### [DATA]
--------------------------------------------------

PR #3326, opened 2024-07-08
fix: unable to open context menu in squads from mobile;

ilasw:
## Changes
- Update ContextMenu with status that comes from context;
- fixes [#1260](https://github.com/dailydotdev/daily/issues/1260) ;

## Manual Testing

From mobile:

```
1. Go to 'Squads' 
2. Click on 'Your Squad X > option'
3. Open menu  '3 vertical dots' on the squad landing page
4. Observe
```

- [x] iOS (Chrome and Safari)
- [ ] Android

### Preview domain
https://mi-419-fix-unable-to-leave-squad-on-mobile.preview.app.daily.dev/squads/nextjs

### DIFF
--- a/packages/shared/src/components/squads/SquadHeaderMenu.tsx
+++ b/packages/shared/src/components/squads/SquadHeaderMenu.tsx
@@ -27,6 +27,7 @@ import { useSquadInvitation } from '../../hooks/useSquadInvitation';
 import { Origin } from '../../lib/log';
 import { useAuthContext } from '../../contexts/AuthContext';
 import { ContextMenu as ContextMenuIds } from '../../hooks/constants';
+import useContextMenu from '../../hooks/useContextMenu';
 
 const ContextMenu = dynamic(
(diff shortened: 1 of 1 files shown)


nensidosari (approved):

sshanzel (commented):
Looks amazing, though I think we can move this fix to the `ContextMenu` component to tackle all cases. Basically, we will pass the same `isOpen` property to the `ContextMenuDrawer` implementation.

ilasw:
> Looks amazing, though I think we can move this fix to the `ContextMenu` component to tackle all cases. Basically, we will pass the same `isOpen` property to the `ContextMenuDrawer` implementation.

Yes, I think this should be better! But I don't know all the edge cases, there is somewhere a feature that require to override the context status?

sshanzel:
> Yes, I think this should be better! But I don't know all the edge cases, there is somewhere a feature that require to override the context status?

Good point. We only use the passed props for mobile (hence, the initial issue), but let's maybe park it for now so we don't have to spend too much time checking all the edge cases since as mentioned before, we have plans to replace this component completely.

--------------------------------------------------

### [WORK REQUIRED]
Look through the listing, and copy each line in which the string "implementation" turns up.

### [YOUR RESPONSE]
Looks amazing, though I think we can move this fix to the `ContextMenu` component to tackle all cases. Basically, we will pass the same `isOpen` property to the `ContextMenuDrawer` implementation.
> Looks amazing, though I think we can move this fix to the `ContextMenu` component to tackle all cases. Basically, we will pass the same `isOpen` property to the `ContextMenuDrawer` implementation.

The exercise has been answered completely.